Deadly Fringe

Deadly Fringe unearths and nurtures brand-new work by First Nations artists.

Now in its seventh year, Deadly Fringe continues to add to the creation of an exceptional body of works by First Nations artists that have reached thousands of audiences, toured the country and won multiple Melbourne Fringe and Green Room awards. It embeds First Nations storytelling in Melbourne Fringe – and in the broader independent arts industry.

Deadly Fringe centres First Nations voices and perspectives, offering financial backing to artists so they can undertake ambitious new projects that elevate their voices and platforms. We support them to grow and develop their practice and connections through mentorships, First Nations Yarning Circles, discount tickets for mob and the guidance of two Deadly Fringe Coordinators. Alongside producing works for the Festival, these dedicated roles facilitate community outreach and engagement, and help create safe, indigenous-only spaces for community to come together, and are mentored by First Nations leaders in the industry.

Deadly Fringe History

Since 2017, Deadly Fringe has been hard at work amplifying the stories of First Nations artists and arts workers. It has evolved from a commissioning program into a nationally significant supporter of the creation of new performance, design and visual art.

In its first year Deadly Fringe supported and mentored two emerging First Nations artists in the creation of new works – Joel Bray’s award-winning biladurang and Kate ten Buuren’s dis place – alongside two emerging producers, Kalinda Palmer and Levi Weston.

In 2018, we partnered with ILBIJERRI Theatre Company to mentor two emerging producers, Caleena Sansbury and Laila Thaker, who guided the presentation of three Deadly Fringe projects: Declan Furber Gillick’s nationally recognised Bighouse Dreaming, Sandy Greenwood’s masterclass in performance Matriarch, and Sermsah Bin Saad’s Liyan.

Deadly Fringe expanded in 2019 and partnered with the Koorie Heritage Trust to support three emerging visual artists, presenting Current by Piera Van Sparkes, Kalkadoon by Arkie Barton and Edwards Gammin Cafe by Gammin Threads’ Tahnee Edwards and her dad, Uncle (Choco) Talgium Edwards, all supported by emerging producers Kalyani Mumtaz and Savanna Kruger.
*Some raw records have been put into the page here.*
PR #5063, opened 2024-12-27
feat: send TickEnd-Packets

ccetl:
Already mentioned in #4980 as something to consider in 1.21.2+, this PR introduces a system to always send a TickEnd packet after move packets.

These changes are untested and should be considered when anti-cheats start including the packet in their checks.

I'm not sure if it should be a module or an option somewhere else. Also whether it should be enabled by default, disabled by default, or dependent on VFP.

I also don't know if we should send the TickEnd packets after the VehicleMove packets.

#5033

### DIFF
--- a/src/main/kotlin/net/ccbluex/liquidbounce/utils/client/NetworkUtils.kt
+++ b/src/main/kotlin/net/ccbluex/liquidbounce/utils/client/NetworkUtils.kt
@@ -22,6 +22,7 @@ import net.ccbluex.liquidbounce.config.types.NamedChoice
 import net.ccbluex.liquidbounce.event.events.PacketEvent
 import net.ccbluex.liquidbounce.event.events.TransferOrigin
 import net.ccbluex.liquidbounce.features.module.modules.combat.crystalaura.SwitchMode
+import net.ccbluex.liquidbounce.features.module.modules.movement.ModuleEndTick
 import net.ccbluex.liquidbounce.utils.aiming.RotationManager
 import net.ccbluex.liquidbounce.utils.block.SwingMode
 import net.ccbluex.liquidbounce.utils.input.shouldSwingHand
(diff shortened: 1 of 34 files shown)


latiao-1337 (approved):

src/main/kotlin/net/ccbluex/liquidbounce/utils/client/NetworkUtils.kt
```diff
@@ -154,6 +152,23 @@ fun sendPacketSilently(packet: Packet<*>) {
...
+        sendPacketSilently(this)
+        return
+    }
+
+    if (ModuleEndTick.enabled) {
+        network.sendPacket(ClientTickEndC2SPacket.INSTANCE)
+    }
+
+    network.sendPacket(this)
+}
```
1zun4, line 170: I don't think this implementation is good at all. First of all, to use it, we have to remember to use .send(), which is inconsistent with every other packet. Also, why not use a common PacketHandler to react on this packet instead?

ccetl: I don't like the idea that the packet is forced. It might be crucial for future exploits.
Another reason I didn't inject into the Minecraft code here is that Minecraft sends a move packet itself. If we send another tick end packet there we'll likely get flagged for timer all the time.

1zun4: Sorry but I will not accept this PR like that. Adding a send() function is pure inconsistency.

ccetl: If you have a better idea...

1zun4: PacketHandler

PR #5068, opened 2024-12-27
feat(BetterChat): Translate

DataM0del:
reopened because izuna got rid of the 1.21.4 branch and kinda forgor to fix the base where the changes were supposed to be going to


1zun4:
Unlikely to be added.

PR #5069, opened 2024-12-27
feat(ProxyManager): mass-importing proxies

### LINKED ISSUE #4599: [FEATURE] mass-importing proxies from a proxy list (e.g. newline-separated text (from various sources) with proxies on each line)

DataM0del:
# Mass-importing proxies (see #4606 for previous PR)

Because I want to mass import proxies from a text file that is splitted by a newline (`\n`)
Fixes #4599
- [ ] Fix the darn notification spam
> image
- [x] Importing via clipboard
- [x] Importing via files
- [x] Don't DDoS the LiquidProxy ping service ([apparently doesn't matter](https://github.com/CCBlueX/LiquidBounce/pull/4606#issuecomment-2499166250))
>  image


src/main/kotlin/net/ccbluex/liquidbounce/features/misc/proxy/ProxyValidator.kt
```diff
@@ -54,8 +54,16 @@ import kotlin.jvm.optionals.getOrNull
...
  */
-private const val PING_SERVER = "ping.liquidproxy.net"
+private val FALLBACK_PING_SERVERS = listOf(
+    "mc.hypixel.net",
+    "crescentkingdom.com",
+    "gratopia.gg",
+    "terranova.mc.gg",
+    "play.arcanecloud.net",
+    "ping.liquidproxy.net"
+)
```
1zun4, line 66: No, we will not use this. The LiquidProxy Ping Server serves it's purpose to respond with the IP address of the proxy, without we are not able to detect the outgoing IP of a proxy.

DataM0del: Oh. But what about the server list idea? Aren't we supposed to reuse the server list as ping servers? because I can tell you that no one would want to join a server which shows their IP as the MOTD or the kick message.

1zun4: What are you talking about?

PR #5094, opened 2024-12-29
chore: remove unused code

ccetl:
Code that I forgot to remove that could lead to confusion.


src/main/kotlin/net/ccbluex/liquidbounce/utils/client/ProtocolUtil.kt
```diff
@@ -37,11 +37,6 @@ val hasProtocolTranslator = runCatching {
     true
 }.getOrDefault(false)
 
-val hasVisualSettings = runCatching {
-    Class.forName("de.florianmichael.viafabricplus.settings.impl.VisualSettings")
-    true
-}.getOrDefault(false)
```
1zun4, line 43: But what happend to the use of this? I remember using it to prevent conflicts with ViaFabricPlus and I wanted to use this to fix the issue with the body interpolation issue as well.

PR #5108, opened 2024-12-30
chore(Easings): Refactor

sqlerrorthing:


src/main/kotlin/net/ccbluex/liquidbounce/utils/math/Easing.kt
```diff
@@ -25,33 +25,67 @@ import kotlin.math.pow
...
-        override fun transform(x: Float) = if (x == 0f) 0f else 2f.pow(10f * x - 10f)
-    },
-    EXPONENTIAL_OUT("ExponentialOut") {
-        override fun transform(x: Float) = if (x == 1f) 1f else 1f - 2f.pow(-10f * x)
-    },
-    NONE("None") {
-        override fun transform(x: Float) = 1f
+enum class Easing(
+    override val choiceName: String,
+    private val transformFunction: (Float) -> Number
```
ccetl: It should transform a float to a float.

ccetl (changes requested):
I fail to see how this refactor is beneficial for readability or speed.

src/main/kotlin/net/ccbluex/liquidbounce/utils/math/Easing.kt
sqlerrorthing: some easings-functions return Double, I made it so that I didn't have to write `.toFloat()`, and this function is private, so there is no problem for end use.

sqlerrorthing:
> I fail to see how this refactor is beneficial for readability or speed.

in my opinion, this code is more readable than before. speed is not affected & `override fun transform(x: Float)` is not relevant here at all.

MukjepScarlet:
`(Float) -> Number` will create packed types of number, which will cause memory waste

sqlerrorthing:
> `(Float) -> Number` will create packed types of number, which will cause memory waste

~~whydm?~~
resolved

MukjepScarlet:
> > `(Float) -> Number` will create packed types of number, which will cause memory waste
> 
> whydm?

`java.lang.Float` <-> `float`
The first one is an **Object**, which consumes more memory. The same goes for `Number`. You should take a look of Kotlin bytecode of this file.

sqlerrorthing:
> > > `(Float) -> Number` will create packed types of number, which will cause memory waste
> > 
> > 
> > whydm?
> 
> `java.lang.Float` <-> `float` The first one is an **Object**, which consumes more memory. The same goes for `Number`. You should take a look of Kotlin bytecode of this file.

sry, my fuckup

MukjepScarlet:
If you want a direct `double` result, create an inline extension function of this class.
```kotlin
inline fun Easing.transform(x: Double) = transform(x.toFloat()).toDouble()
```

ccetl:
> > I fail to see how this refactor is beneficial for readability or speed.
> 
> in my opinion, this code is more readable than before. speed is not affected & `override fun transform(x: Float)` is not relevant here at all.

The speed is affected, the class is now ~95% slower.
```
Benchmark                     Mode  Cnt   Score   Error  Units
d.c.lambda.Transform.bench    avgt    8  27,581 ± 0,700  ns/op
d.c.override.Transform.bench  avgt    8  14,146 ± 1,719  ns/op
```

<details>
My setup was, with `EasingX` exchanged for the individual Easing class:

    var i = 0f
    var function = 0

    @Benchmark
    fun bench(blackhole: Blackhole) {
        i += 1.3f
        function++
        if (function == 7) {
            function = 0
        }
        blackhole.consume(EasingX.entries[function].transform(i))
    }

WARMUP_ITERATIONS = 4
WARMUP_TIME = 5
WARMUP_FORKS = 1

MEASUREMENT_ITERATIONS = 8
MEASUREMENT_TIME = 5
MEASUREMENT_FORKS = 1

Hardware:
AMD Ryzen 7 3700U
</details>

ccetl:
Actually this class was already refactored to be not like this in #4115 (the class used to be named `Curves.kt`).
But the comment got lost in one of my commits.

superblaubeere27:
@ccetl I think the benchmark is flawed. 4 warmup iterations is too few. The JIT compiler didn't even have a chance to compile the code. You probably tested the unoptimized, interpreted version. Those versions should be equivalent, otherwise there is a serious problem in the JIT implementation.

Function pointers (`() -> Int`) are (AFAIK) implemented using interfaces while abstract classes use vtables.

MukjepScarlet:
@superblaubeere27 I think the biggest problem is that Kotlin function interfaces will return `Object` instead of primitives (like float/double in this case). This results in increased execution time and memory usage.

ccetl:
> @superblaubeere27 I think the biggest problem is that Kotlin function interfaces will return `Object` instead of primitives (like float/double in this case). This results in increased execution time and memory usage.

You're right, but not only does it return an object at will also take an object that has to be covertet into primitives first before passing it down to the actual logic.

1zun4:
So, what are we doing now?

ccetl:
> So, what are we doing now?

I'd not merge it. What is your opinion @superblaubeere27 ?

superblaubeere27:
I see no real advantage by this refactoring.

I agree with @ccetl.

PR #5115, opened 2024-12-30
refactor(Sequence): primitive suppliers for wait operations

MukjepScarlet:


ccetl (approved):

1zun4:
What is the benefit here?

MukjepScarlet:
It produces `int` rather than `java.lang.Integer`, `() -> Int` in bytecode is `Function0` and returns `Object` in its `invoke` method, and it will be cast to `Integer`.

PR #5133, opened 2025-01-01
feat(Liquidbounce): Contributors in fabric.mod.json

sqlerrorthing:
* Automatically collects all contributors via github api and adds to fabric.mod.json file.
* Fixed icon display in modmenu
java_X6EbdCS9Ch


sqlerrorthing:
I don't know why, but the token ceases to exist after the push, I'll remove the token.

firefox_rb7pxaWuzU

PR #5135, opened 2025-01-01
refactor(TargetRenderer): replace Triple with Vec3d

MukjepScarlet:


sqlerrorthing:
oh, ty, i completely forgot about it.

PR #5157, opened 2025-01-02
chore: value class RawBlockPos

MukjepScarlet:
This class and its members will be compiled to primitives.


sqlerrorthing (approved):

In 2020 producer Tuuli Narkle supported the production of two new Deadly Fringe visual art commissions in her newly-created role as Deadly Fringe Program Coordinator. Us by Rosie Kalina and Healing through Buliana (Pregnancy) by Madison Connors were presented on our Digital Fringe platform, and amidst the onset of the pandemic Deadly Fringe directed more than $35,000 in financial support to First Nations artists and arts workers.

2021 saw Deadly Fringe keep growing under the guidance of two Deadly Fringe Program Coordinators, Kimberly Lovegrove and Digby Mercer, working under the mentorship of Laila Thaker, Eugenia Flynn and Wesley Enoch. In total six 2021 Deadly Fringe projects were presented through 2021 and 2022, including the exhibition BLAK JEWELLERY FINDING PAST, LINKING PRESENT; Bridge by Ngioka Bunda-Heath with Theodore Cassady, Gabriela Green Olea and Josh Twee; Of the Land On Which We Meet by Harley Mann;WARRIORS R OUSSS!!!!  by Racheal Oak Butler and Kamarra Bell-Wykes, Minyerra by Neil Morris, and our Design Fringe Commission: birli nganmantha (eating together) by Nicole Monks.

In 2022, all our Deadly Fringe artists were supported to grow and develop their practice, including through mentorships for three of our commissioned artists, as well as with registration microgrants, Elder Engagement, First Nations Yarning Circles, discount tickets for Mob and the guidance of our Deadly Fringe Coordinator, Peta Duncan. We built on the program’s nationally recognised body of work by commissioning and funding the presentation of 10 new extraordinary First Nations-led projects, from both emerging and established artists, across a range of artforms including new writing, fashion, comedy, visual arts, theatre and an immersive participatory event. 2022 Deadly Fringe Commissions included A Rainbow of Tomorrows by Stone Motherless Cold; Drag Supper Club by Timothy Jackson; Future/History Runway by Mob in Fashion; Janet’s Vagrant Love by Elaine Crombie; Kungari Comedy by Kimmie Lovegrove; Layers of Blak (public programs) by Koorie Heritage Trust; Manta Milmilpa (Sacred Ground) by Robert Champion; Run a Muck by Ridley Livesey; The Whisper by Brodie Murray and Yalinguth Live produced by Jason Tamiru.

Deadly Fringe is supported by Craig Semple.